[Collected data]

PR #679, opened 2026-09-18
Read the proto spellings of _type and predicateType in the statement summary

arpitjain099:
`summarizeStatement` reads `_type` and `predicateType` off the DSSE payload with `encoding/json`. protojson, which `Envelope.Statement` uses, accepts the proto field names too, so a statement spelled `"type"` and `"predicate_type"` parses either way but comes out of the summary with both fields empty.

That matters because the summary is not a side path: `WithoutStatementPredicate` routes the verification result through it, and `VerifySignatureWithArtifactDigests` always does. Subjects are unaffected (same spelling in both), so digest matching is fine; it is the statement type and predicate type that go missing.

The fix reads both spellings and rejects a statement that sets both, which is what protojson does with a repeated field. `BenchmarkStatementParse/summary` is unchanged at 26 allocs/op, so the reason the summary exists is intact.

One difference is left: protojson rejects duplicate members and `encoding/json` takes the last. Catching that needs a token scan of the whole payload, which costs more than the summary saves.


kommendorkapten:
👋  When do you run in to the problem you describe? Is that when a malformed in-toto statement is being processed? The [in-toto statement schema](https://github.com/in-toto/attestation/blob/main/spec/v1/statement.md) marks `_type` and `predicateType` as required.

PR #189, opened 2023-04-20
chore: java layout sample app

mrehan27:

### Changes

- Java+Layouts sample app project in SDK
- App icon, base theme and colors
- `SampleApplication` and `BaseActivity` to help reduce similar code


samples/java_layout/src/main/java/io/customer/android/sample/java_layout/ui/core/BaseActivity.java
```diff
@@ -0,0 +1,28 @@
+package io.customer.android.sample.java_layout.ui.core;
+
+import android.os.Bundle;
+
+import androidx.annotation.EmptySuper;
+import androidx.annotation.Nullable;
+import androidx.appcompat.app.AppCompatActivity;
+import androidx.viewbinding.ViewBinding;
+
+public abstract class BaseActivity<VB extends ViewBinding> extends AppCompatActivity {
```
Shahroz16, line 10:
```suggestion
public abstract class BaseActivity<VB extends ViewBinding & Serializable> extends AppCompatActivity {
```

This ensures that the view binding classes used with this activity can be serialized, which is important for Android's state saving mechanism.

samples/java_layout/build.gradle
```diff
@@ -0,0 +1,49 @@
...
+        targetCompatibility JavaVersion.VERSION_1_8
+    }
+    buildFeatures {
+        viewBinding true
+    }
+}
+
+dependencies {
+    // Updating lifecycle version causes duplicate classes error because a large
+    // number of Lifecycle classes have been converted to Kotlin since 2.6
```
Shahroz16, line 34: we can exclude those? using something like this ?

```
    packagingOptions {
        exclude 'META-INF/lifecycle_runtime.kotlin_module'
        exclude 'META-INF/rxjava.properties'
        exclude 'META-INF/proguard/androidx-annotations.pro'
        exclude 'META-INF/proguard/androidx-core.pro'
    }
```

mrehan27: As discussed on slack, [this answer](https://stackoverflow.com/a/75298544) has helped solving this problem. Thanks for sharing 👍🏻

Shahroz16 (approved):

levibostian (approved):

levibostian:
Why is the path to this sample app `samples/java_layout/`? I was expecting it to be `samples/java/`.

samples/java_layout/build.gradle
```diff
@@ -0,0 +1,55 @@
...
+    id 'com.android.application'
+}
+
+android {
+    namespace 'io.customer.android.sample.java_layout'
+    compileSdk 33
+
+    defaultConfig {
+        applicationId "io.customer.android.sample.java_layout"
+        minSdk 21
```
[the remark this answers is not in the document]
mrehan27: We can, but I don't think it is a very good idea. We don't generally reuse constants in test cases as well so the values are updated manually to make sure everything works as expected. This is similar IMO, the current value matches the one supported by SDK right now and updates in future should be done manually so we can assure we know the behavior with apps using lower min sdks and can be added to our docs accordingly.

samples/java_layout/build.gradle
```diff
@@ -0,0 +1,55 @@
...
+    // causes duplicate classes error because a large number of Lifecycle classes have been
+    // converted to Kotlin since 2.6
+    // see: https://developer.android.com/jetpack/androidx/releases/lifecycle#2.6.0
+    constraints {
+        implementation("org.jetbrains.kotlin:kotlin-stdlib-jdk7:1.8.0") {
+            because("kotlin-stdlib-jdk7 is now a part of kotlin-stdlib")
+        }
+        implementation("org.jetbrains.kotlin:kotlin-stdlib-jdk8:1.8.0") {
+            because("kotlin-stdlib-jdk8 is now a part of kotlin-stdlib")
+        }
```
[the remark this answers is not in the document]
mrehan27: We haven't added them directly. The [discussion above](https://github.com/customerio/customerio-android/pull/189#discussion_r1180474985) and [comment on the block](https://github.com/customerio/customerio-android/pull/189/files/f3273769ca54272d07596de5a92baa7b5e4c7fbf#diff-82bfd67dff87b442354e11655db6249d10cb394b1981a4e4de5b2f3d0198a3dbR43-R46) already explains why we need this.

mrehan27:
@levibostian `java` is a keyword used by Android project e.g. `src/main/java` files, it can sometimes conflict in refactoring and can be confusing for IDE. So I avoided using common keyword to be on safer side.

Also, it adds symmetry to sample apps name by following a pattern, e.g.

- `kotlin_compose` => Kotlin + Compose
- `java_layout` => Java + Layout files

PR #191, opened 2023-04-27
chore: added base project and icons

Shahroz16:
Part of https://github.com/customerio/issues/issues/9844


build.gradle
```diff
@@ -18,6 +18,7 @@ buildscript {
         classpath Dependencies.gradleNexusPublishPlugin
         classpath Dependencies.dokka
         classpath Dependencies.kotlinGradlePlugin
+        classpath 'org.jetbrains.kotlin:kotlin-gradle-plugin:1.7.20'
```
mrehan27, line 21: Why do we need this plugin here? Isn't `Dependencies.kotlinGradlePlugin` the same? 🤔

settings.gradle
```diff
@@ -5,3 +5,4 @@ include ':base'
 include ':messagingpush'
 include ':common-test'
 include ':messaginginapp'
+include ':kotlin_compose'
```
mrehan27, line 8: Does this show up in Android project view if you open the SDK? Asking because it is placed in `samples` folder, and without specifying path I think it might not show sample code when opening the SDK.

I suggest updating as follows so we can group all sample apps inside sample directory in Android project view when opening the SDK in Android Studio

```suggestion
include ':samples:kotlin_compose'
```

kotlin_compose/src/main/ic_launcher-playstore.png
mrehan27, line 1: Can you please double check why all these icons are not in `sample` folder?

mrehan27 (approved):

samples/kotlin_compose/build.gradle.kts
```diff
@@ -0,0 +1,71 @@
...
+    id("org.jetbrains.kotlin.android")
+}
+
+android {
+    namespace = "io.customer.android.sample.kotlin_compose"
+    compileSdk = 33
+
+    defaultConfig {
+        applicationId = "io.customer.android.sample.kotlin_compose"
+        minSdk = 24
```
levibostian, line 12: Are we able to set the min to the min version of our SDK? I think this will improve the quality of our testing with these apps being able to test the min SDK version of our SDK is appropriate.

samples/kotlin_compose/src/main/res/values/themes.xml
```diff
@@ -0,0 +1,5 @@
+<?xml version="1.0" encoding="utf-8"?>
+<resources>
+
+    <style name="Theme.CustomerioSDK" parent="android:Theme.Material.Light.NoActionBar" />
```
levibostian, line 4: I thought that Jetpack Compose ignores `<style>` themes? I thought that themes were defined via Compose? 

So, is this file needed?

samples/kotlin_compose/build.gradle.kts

About this task>
Work through the entries above line by line, counting each one that includes the word "spellings", and give the final number only.

Finished task>
2